Work to complete: Write out the lines from the top of the material through the line with "Introduces a concatenation", exactly and with nothing added.

Record set:
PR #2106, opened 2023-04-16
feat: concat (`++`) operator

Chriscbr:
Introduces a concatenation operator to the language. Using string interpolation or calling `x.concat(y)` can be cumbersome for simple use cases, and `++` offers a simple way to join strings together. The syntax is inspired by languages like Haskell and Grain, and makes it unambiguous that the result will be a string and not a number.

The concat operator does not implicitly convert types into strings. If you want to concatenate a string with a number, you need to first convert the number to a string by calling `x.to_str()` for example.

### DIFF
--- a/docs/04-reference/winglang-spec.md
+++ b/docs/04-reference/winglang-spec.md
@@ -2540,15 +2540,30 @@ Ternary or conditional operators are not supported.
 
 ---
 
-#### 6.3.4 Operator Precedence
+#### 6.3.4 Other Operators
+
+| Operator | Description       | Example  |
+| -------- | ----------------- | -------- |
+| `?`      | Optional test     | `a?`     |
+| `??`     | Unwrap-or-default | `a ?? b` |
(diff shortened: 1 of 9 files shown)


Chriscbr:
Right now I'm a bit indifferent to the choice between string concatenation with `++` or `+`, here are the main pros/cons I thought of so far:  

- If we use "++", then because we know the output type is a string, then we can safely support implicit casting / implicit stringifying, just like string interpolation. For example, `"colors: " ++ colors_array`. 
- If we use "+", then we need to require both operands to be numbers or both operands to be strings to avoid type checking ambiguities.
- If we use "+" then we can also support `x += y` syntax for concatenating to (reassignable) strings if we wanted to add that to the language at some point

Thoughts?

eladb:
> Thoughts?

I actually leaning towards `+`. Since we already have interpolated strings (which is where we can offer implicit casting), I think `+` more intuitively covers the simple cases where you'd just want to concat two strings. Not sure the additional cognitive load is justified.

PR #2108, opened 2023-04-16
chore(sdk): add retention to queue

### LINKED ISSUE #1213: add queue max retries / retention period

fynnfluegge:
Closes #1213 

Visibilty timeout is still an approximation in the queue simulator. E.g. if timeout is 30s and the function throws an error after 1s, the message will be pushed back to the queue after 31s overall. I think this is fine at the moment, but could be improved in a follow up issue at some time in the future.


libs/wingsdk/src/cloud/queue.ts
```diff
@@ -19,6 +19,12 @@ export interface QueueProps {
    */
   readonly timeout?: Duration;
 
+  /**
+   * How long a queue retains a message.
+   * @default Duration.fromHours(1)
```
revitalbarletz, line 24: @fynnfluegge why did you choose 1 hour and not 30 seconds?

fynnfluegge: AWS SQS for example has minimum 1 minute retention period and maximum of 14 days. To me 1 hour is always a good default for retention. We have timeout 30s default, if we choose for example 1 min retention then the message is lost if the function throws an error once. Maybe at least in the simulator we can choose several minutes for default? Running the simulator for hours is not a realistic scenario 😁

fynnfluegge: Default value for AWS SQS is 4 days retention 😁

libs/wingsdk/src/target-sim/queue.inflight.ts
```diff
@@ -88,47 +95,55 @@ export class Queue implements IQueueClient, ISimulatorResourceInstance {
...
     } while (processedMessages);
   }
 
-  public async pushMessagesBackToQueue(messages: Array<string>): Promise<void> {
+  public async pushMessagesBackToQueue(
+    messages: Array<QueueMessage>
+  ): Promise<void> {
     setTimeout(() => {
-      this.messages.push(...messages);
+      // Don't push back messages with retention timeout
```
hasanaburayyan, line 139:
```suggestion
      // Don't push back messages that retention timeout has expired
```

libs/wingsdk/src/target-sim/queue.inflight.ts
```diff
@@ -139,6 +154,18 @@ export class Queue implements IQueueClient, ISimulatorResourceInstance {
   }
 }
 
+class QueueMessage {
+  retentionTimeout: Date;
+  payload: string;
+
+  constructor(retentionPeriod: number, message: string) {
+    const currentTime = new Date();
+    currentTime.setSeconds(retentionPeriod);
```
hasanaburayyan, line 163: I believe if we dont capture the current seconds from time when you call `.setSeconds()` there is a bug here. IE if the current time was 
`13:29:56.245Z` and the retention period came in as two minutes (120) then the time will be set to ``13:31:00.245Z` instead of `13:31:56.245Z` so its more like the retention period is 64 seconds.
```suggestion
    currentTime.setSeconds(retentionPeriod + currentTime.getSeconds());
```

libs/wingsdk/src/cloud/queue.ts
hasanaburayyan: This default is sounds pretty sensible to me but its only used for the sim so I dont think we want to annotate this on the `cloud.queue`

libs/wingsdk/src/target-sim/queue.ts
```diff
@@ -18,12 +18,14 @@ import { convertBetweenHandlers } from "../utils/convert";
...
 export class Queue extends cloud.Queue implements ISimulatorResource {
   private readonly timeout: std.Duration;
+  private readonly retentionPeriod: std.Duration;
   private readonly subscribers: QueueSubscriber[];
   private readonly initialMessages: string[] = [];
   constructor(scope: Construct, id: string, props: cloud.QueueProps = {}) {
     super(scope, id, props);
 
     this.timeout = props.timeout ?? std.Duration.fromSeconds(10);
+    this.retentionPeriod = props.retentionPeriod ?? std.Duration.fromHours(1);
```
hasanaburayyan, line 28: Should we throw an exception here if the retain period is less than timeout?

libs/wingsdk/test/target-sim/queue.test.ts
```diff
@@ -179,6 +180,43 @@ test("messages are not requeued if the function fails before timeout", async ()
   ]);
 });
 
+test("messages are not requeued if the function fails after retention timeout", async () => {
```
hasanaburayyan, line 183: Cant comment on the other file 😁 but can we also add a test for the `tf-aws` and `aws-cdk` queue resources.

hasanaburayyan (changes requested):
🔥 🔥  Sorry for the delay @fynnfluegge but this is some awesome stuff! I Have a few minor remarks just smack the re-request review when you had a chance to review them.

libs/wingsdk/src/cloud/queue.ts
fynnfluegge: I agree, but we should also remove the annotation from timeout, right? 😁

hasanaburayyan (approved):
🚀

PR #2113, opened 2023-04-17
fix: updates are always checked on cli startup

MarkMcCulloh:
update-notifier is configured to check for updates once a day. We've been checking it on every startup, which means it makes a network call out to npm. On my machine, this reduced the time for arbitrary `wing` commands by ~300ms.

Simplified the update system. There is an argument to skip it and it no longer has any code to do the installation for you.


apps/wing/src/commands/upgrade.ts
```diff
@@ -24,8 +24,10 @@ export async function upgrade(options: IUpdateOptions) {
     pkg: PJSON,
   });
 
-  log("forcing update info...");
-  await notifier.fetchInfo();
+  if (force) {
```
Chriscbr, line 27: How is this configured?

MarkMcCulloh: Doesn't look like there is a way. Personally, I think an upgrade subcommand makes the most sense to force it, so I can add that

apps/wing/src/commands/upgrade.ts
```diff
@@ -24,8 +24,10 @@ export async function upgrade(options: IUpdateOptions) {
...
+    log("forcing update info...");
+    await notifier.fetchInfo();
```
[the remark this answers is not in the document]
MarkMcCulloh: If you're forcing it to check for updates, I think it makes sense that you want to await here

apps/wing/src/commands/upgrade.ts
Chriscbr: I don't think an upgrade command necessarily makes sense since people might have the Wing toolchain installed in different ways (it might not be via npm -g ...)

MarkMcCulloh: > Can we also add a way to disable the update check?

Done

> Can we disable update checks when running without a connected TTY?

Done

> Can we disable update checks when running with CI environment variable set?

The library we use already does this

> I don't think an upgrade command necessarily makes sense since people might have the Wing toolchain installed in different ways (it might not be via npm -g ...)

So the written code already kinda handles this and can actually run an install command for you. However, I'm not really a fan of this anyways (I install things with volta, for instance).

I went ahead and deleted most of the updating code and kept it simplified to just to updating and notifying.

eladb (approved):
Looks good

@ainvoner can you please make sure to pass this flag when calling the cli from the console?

Output for this exercise:
PR #2106, opened 2023-04-16
feat: concat (`++`) operator

Chriscbr:
Introduces a concatenation operator to the language. Using string interpolation or calling `x.concat(y)` can be cumbersome for simple use cases, and `++` offers a simple way to join strings together. The syntax is inspired by languages like Haskell and Grain, and makes it unambiguous that the result will be a string and not a number.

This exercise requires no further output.